As shown in Figure 3, comparing the ground-level methane concentration corrected by satellite observation data with the station observation methane concentration data, it can be found that there is still a general bias, and the correlation coefficient between the estimated methane concentration at the height of the station and the real methane concentration is 0.66, with an average bias of 44 ppbv. The estimated surface methane concentration reflects the trend of methane concentration over time to some extent when compared with actual observation data from ground stations. However, there is an overall deviation between the estimated surface methane concentration and the actual observed data.

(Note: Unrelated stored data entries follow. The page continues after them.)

Issue #895, opened 2022-07-30
unmatched tags in geocache reference file


tsteven4:
1. https://github.com/GPSBabel/gpsbabel/blob/8dae11e100677217c6b4cd858a76f3bf6bc8d12c/reference/gc/GCGCA8.gpx#L46
The tags &lt;/a&gt;&lt;/p&gt; are unmatched.
This causes the output from gpsbabel -i gpx -f reference/gc/GCGCA8.gpx -o html -F GCGCA8.html to contain unmatched tags.
2. There is an additional problem.  The P end tag we add after gpsbabeldesclong is unmatched because of the UL tags in what we think is the paragraph content.

robertlipe:
That HTML was created by hand (mine) that was rendered inside an iframe of
browsers and using crudest tools almost 20 years ago. It's even possible
that it wasn't even really written in 'real' HTML as I think the cache page
editor of that time used sort of a bbcode markup that was transcribed on
the server.

As long as we can approximately round-trip what's inside
groundspeak:long_description,
what we do with that HTML is up to us. That cache placement has long since
been removed and out of circulation. There's no need to overthink keeping
it in sync with a master copy or whatever.

We're free to change that reference file and the ones that come from it as
we see fit. We're free to edit the past if it makes the present or future
better.

Signed,
Winston Smith

robertlipe:
Is there remaining action here? That embedded HTML snippet is from ancient browser days, when <p>s were considered self closing. (This was before even XHTML.) It's certainly in "quirks mode" even if it's not outright broken.

If you're OK with me deleting &lt;/a&gt;&lt;/p&gt at the end of long description and fixing any fallout reference files I'll do that. It's trying to close a link that's not here  and a paragraph that was never opened. That's just copy-paste error in the source material from the Mozilla 1.5 era or so...

We're not testing the validity of our embedded HTML, so I don't think we have to faithfully reproduce/handle/fix what was clearly broken HTML. 

I'm happy to do the fix if you agree that's OK.

robertlipe:
Sticking a note to https://github.com/GPSBabel/gpsbabel/pull/1196

tsteven4:
> 2\. There is an additional problem.  The P end tag we add after gpsbabeldesclong is unmatched because of the UL tags in what we think is the paragraph content.

Point 2. was fixed in dcdbb6a90353231497273d3062c2cd5d396e1d6e

tsteven4:
[...]

PR #905, opened 2022-08-03
convert html writer to html 5.

tsteven4:
this also fixes a bug where we could fail to entitize wpt->description.
this also fixes a bug where we could create illegal fragments and id
attributes.

There are some minor changes in rendering with firefox related to margins in p elements.

Every gpx reference file we have was converted to html, and the html was checked with tidy.  There are two files that have warnings, and no errors.
```
reference/tpo-sample3.gpx:
line 250 column 1 - Warning: <a> converting backslash in URI to slash
```
We are interpreting 'w:\photo.jpg' in tpo-sample3.tpo as a link.
```
reference/gc/GCGCA8.gpx:
line 45 column 154 - Warning: discarding unexpected </a>
line 45 column 158 - Warning: inserting implicit <p>
line 45 column 158 - Warning: trimming empty <p>
```
GCGCA8.gpx has two unpaired end tags (entitized) in a groundspeak:long_description element. Also see #895.

The html files produced by text.test were checked with https://validator.w3.org.  Related to GCGCA8.gpx we see these warnings/errors:
```
Warning: Consider adding a lang attribute to the html start tag to declare the language of this document.
Warning: The border attribute is obsolete. Consider specifying img { border: 0; } in CSS instead.
Error: Stray end tag a.
Error: No p element in scope but a p end tag seen.
```

### DIFF
--- a/html.cc
+++ b/html.cc
@@ -57,6 +57,13 @@ HtmlFormat::wr_deinit()
   mkshort_del_handle(&mkshort_handle);
 }
 
+QString HtmlFormat::create_id(int sequence_number)
+{
+  // It's easier to create a legal fragment and identifer from scratch than
+  // from user supplied text.
+  return QStringLiteral("WPT%1").arg(sequence_number, 3, 10, QChar('0'));
+}
+
 void
 HtmlFormat::html_disp(const Waypoint* wpt) const
 {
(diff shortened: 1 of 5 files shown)


robertlipe:
Well done.

The html inside PQs is strange and doubly so for the age of our examples.
They predate html5 by far and the html is meant to be embedded inside a
geocache listing page, but not inside an iframe. That's why there's not a
top level html tag, for example. Further the html is often rendered by a
handheld gps that doesn't have a full html browser so there are all kinds
of unwritten rules.

In short, don't stress about the html inside our GC reference files. The
html target was originally written to take those files and render them
viewable on PDAs before the GPSes could.

tsteven4:
QXmlStreamWriter is nice for XML, and QTextStream seems better than gbf*, but for HTML Qt doesn't seem to have a good solution.  QTextDocument in 6.3.2 supports a subset of HTML 4.  XHTML doesn't seem to have much share.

FIGURE 3. Comparison of ground-level methane concentration data after correction of satellite data with station observations of methane concentrations. The figure on the left (A–C) shows the average of the model’s fitting results at station CPA, PDI, and WLG with the real data, as well as the correlation coefficient R (rounded to one decimal place) between the two. The figure on the right presents the number of real data and fitting results at each site location, the correlation coefficient R (rounded to two decimal places), the RMSE, the MAE, and the univariate linear functions fitted from the data.

As shown in Figure 3, there is a bias in the estimated ground methane concentration, so the study used a Gaussian process regression model for correction. To ensure the reliability of the corrected model, it was tested by ten-fold cross-validation. The model’s results were different because of the different settings of the kernel function in the Gaussian regression model. Therefore, we compared the results of the model for different cases of kernel functions. Figure 4 shows some typical fit cases, and all the results can be found in Appendix A. The optimal results are achieved by selecting the rational-quadratic kernel function (Figure 4D), which is a parameterized rational-quadratic kernel function. With this kernel function, the tenfold cross-validation correlation coefficient R of the model is 0.93, with an R² of 0.87. The mean absolute error (MAE) is 9.6 ppbv, and the root mean square error is 16.1 ppbv. These values demonstrate the high generalization capability of the model, indicating its ability to estimate the ground-level methane concentration in the unknown region.

FIGURE 4. Partial Gaussian process regression kernel function selection and results. In panel (A), the squared exponential means Squared exponential kernel. In panel (B), the exponential means Exponential kernel. In panel (C), the ard squared exponential means Squared exponential kernel with a separate length scale per predictor. In panel (D), the ard rational quadratic means Rational quadratic kernel with a separate length scale per predictor.

After applying the Gaussian regression model correction shown in Figure 5, the overall model accuracy improved with an average correlation coefficient R of 0.93. In addition, the mean absolute error (MAE) between the data from the site and the estimated data was 9.6 ppbv. By using the Gaussian regression model to correct the ground-level methane concentration estimated from the satellite data, ground-level methane concentration data can be obtained with a resolution of 0.05° for full coverage of the study area.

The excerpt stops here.